ACTIVITY
The whole listing is to be repeated exactly. Add nothing.

PROVIDED DATA
PR #2974, opened 2022-09-16
[MaterialButtonToggleGroup] handle setEnable childs

BluestormDNA:
This PR aims to to propagate MaterialButtonToggleGroup setEnabled to it's MaterialButton children

Closes 2962
Closes 1813

### DIFF
--- a/lib/java/com/google/android/material/button/MaterialButtonToggleGroup.java
+++ b/lib/java/com/google/android/material/button/MaterialButtonToggleGroup.java
@@ -171,6 +171,7 @@ public class MaterialButtonToggleGroup extends LinearLayout {
   private boolean skipCheckedStateTracker = false;
   private boolean singleSelection;
   private boolean selectionRequired;
+  private boolean isEnabled;
 
   @IdRes
   private final int defaultCheckId;
@@ -201,6 +202,8 @@ public class MaterialButtonToggleGroup extends LinearLayout {
     selectionRequired =
         attributes.getBoolean(R.styleable.MaterialButtonToggleGroup_selectionRequired, false);
     setChildrenDrawingOrderEnabled(true);
+    isEnabled =
+        attributes.getBoolean(R.styleable.MaterialButtonToggleGroup_android_enabled, true);
     attributes.recycle();
 
     ViewCompat.setImportantForAccessibility(this, ViewCompat.IMPORTANT_FOR_ACCESSIBILITY_YES);
@@ -248,6 +251,9 @@ public class MaterialButtonToggleGroup extends LinearLayout {
             shapeAppearanceModel.getBottomLeftCornerSize(),
             shapeAppearanceModel.getTopRightCornerSize(),
             shapeAppearanceModel.getBottomRightCornerSize()));
+
+    // Enable children based on the MaterialButtonToggleGroup own isEnabled
+    buttonChild.setEnabled(isEnabled);
 
     ViewCompat.setAccessibilityDelegate(
         buttonChild,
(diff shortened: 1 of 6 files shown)


lib/java/com/google/android/material/button/MaterialButtonToggleGroup.java
```diff
@@ -249,6 +252,9 @@ public void addView(View child, int index, ViewGroup.LayoutParams params) {
             shapeAppearanceModel.getTopRightCornerSize(),
             shapeAppearanceModel.getBottomRightCornerSize()));
 
+    // Enable children based on the MaterialButtonToggleGroup own isEnabled
+    buttonChild.setEnabled(isEnabled);
```
pekingme, line 256: In the [spec](https://lh3.googleusercontent.com/wLirQErMH92A2qj58hHihYhhHG9tNNsOlSqMLjoLb1RwufR7sh0b3mIw-X7DoHOGXT75Rb0FMhCUKsJA7ycfq1qNpeY1NAmYVHXcV_eEcrWi=s0), we want to change individual child button state independently. This will make a previously disabled child button enabled, when the group goes enabled -> disabled -> enabled. But I'm still thinking if we should address it here or as a separate issue. Do you have any thoughts how to make it work like that?

pekingme (commented):
Thanks for the PR!

lib/java/com/google/android/material/button/MaterialButtonToggleGroup.java
BluestormDNA: I think the MaterialButtonToggle enable or disable enabling all or disabling all is pretty consistent and what one should expect. 
See the issues already open for that (I myself made this PR because i too one day disabled and enabled it expecting this too).
My thought is that Individual child state can still be handled individually. Maybe a comment with a warning should be added along the lines of  "it operates on all childs and if you need a more fine grained aproach please operate on each button individually"
A more cumbersome approach could be added to disable all and on reenable only reenable the ones that where previously enabled but it is even needed? Would that even make sense or be the thing that someone would expect from setEnable(true)?
If you want to explore that (i think it should be other PR) we could explore an overload of the method too.
something like setEnable(bool enable, bool preservePreviousState) but it opens a lot of other considerations and as I think it's complicating a thing that shouldn't be.

lib/java/com/google/android/material/button/MaterialButtonToggleGroup.java
```diff
@@ -769,6 +775,22 @@ void onButtonCheckedStateChanged(@NonNull MaterialButton button, boolean isCheck
       checkInternal(button.getId(), isChecked);
   }
 
+  /**
+   * setEnable this {@link MaterialButtonToggleGroup} and all it's {@link MaterialButton} children
```
pekingme, line 779: nit: Enables this {@link MaterialButtonToggleGroup} and all its {@link MaterialButton} children

lib/java/com/google/android/material/button/res/values/attrs.xml
```diff
@@ -112,6 +112,8 @@
     <attr name="selectionRequired"/>
     <!-- The id of the child button that should be checked by default within this button group. -->
     <attr name="checkedButton" format="reference"/>
+    <!-- Whether this MaterialButtonToggleGroup and all it's children are enabled -->
```
pekingme, line 115: nit: it's -> its

lib/java/com/google/android/material/button/MaterialButtonToggleGroup.java
pekingme: Yea, I was considering just let this in and deal with that later. This PR still resolves the linked issues. We can take a look at the state restoring later as needed.

lib/java/com/google/android/material/button/MaterialButtonToggleGroup.java
BluestormDNA: Done

lib/java/com/google/android/material/button/res/values/attrs.xml
BluestormDNA: Done

pekingme (approved):
Thanks, will pull this in for internal reviews.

RESULT FOR THIS TASK
PR #2974, opened 2022-09-16
[MaterialButtonToggleGroup] handle setEnable childs

BluestormDNA:
This PR aims to to propagate MaterialButtonToggleGroup setEnabled to it's MaterialButton children

Closes 2962
Closes 1813

### DIFF
--- a/lib/java/com/google/android/material/button/MaterialButtonToggleGroup.java
+++ b/lib/java/com/google/android/material/button/MaterialButtonToggleGroup.java
@@ -171,6 +171,7 @@ public class MaterialButtonToggleGroup extends LinearLayout {
   private boolean skipCheckedStateTracker = false;
   private boolean singleSelection;
   private boolean selectionRequired;
+  private boolean isEnabled;
 
   @IdRes
   private final int defaultCheckId;
@@ -201,6 +202,8 @@ public class MaterialButtonToggleGroup extends LinearLayout {
     selectionRequired =
         attributes.getBoolean(R.styleable.MaterialButtonToggleGroup_selectionRequired, false);
     setChildrenDrawingOrderEnabled(true);
+    isEnabled =
+        attributes.getBoolean(R.styleable.MaterialButtonToggleGroup_android_enabled, true);
     attributes.recycle();
 
     ViewCompat.setImportantForAccessibility(this, ViewCompat.IMPORTANT_FOR_ACCESSIBILITY_YES);
@@ -248,6 +251,9 @@ public class MaterialButtonToggleGroup extends LinearLayout {
             shapeAppearanceModel.getBottomLeftCornerSize(),
             shapeAppearanceModel.getTopRightCornerSize(),
             shapeAppearanceModel.getBottomRightCornerSize()));
+
+    // Enable children based on the MaterialButtonToggleGroup own isEnabled
+    buttonChild.setEnabled(isEnabled);
 
     ViewCompat.setAccessibilityDelegate(
         buttonChild,
(diff shortened: 1 of 6 files shown)


lib/java/com/google/android/material/button/MaterialButtonToggleGroup.java
```diff
@@ -249,6 +252,9 @@ public void addView(View child, int index, ViewGroup.LayoutParams params) {
             shapeAppearanceModel.getTopRightCornerSize(),
             shapeAppearanceModel.getBottomRightCornerSize()));
 
+    // Enable children based on the MaterialButtonToggleGroup own isEnabled
+    buttonChild.setEnabled(isEnabled);
```
pekingme, line 256: In the [spec](https://lh3.googleusercontent.com/wLirQErMH92A2qj58hHihYhhHG9tNNsOlSqMLjoLb1RwufR7sh0b3mIw-X7DoHOGXT75Rb0FMhCUKsJA7ycfq1qNpeY1NAmYVHXcV_eEcrWi=s0), we want to change individual child button state independently. This will make a previously disabled child button enabled, when the group goes enabled -> disabled -> enabled. But I'm still thinking if we should address it here or as a separate issue. Do you have any thoughts how to make it work like that?

pekingme (commented):
Thanks for the PR!

lib/java/com/google/android/material/button/MaterialButtonToggleGroup.java
BluestormDNA: I think the MaterialButtonToggle enable or disable enabling all or disabling all is pretty consistent and what one should expect. 
See the issues already open for that (I myself made this PR because i too one day disabled and enabled it expecting this too).
My thought is that Individual child state can still be handled individually. Maybe a comment with a warning should be added along the lines of  "it operates on all childs and if you need a more fine grained aproach please operate on each button individually"
A more cumbersome approach could be added to disable all and on reenable only reenable the ones that where previously enabled but it is even needed? Would that even make sense or be the thing that someone would expect from setEnable(true)?
If you want to explore that (i think it should be other PR) we could explore an overload of the method too.
something like setEnable(bool enable, bool preservePreviousState) but it opens a lot of other considerations and as I think it's complicating a thing that shouldn't be.

lib/java/com/google/android/material/button/MaterialButtonToggleGroup.java
```diff
@@ -769,6 +775,22 @@ void onButtonCheckedStateChanged(@NonNull MaterialButton button, boolean isCheck
       checkInternal(button.getId(), isChecked);
   }
 
+  /**
+   * setEnable this {@link MaterialButtonToggleGroup} and all it's {@link MaterialButton} children
```
pekingme, line 779: nit: Enables this {@link MaterialButtonToggleGroup} and all its {@link MaterialButton} children

lib/java/com/google/android/material/button/res/values/attrs.xml
```diff
@@ -112,6 +112,8 @@
     <attr name="selectionRequired"/>
     <!-- The id of the child button that should be checked by default within this button group. -->
     <attr name="checkedButton" format="reference"/>
+    <!-- Whether this MaterialButtonToggleGroup and all it's children are enabled -->
```
pekingme, line 115: nit: it's -> its

lib/java/com/google/android/material/button/MaterialButtonToggleGroup.java
pekingme: Yea, I was considering just let this in and deal with that later. This PR still resolves the linked issues. We can take a look at the state restoring later as needed.

lib/java/com/google/android/material/button/MaterialButtonToggleGroup.java
BluestormDNA: Done

lib/java/com/google/android/material/button/res/values/attrs.xml
BluestormDNA: Done

pekingme (approved):
Thanks, will pull this in for internal reviews.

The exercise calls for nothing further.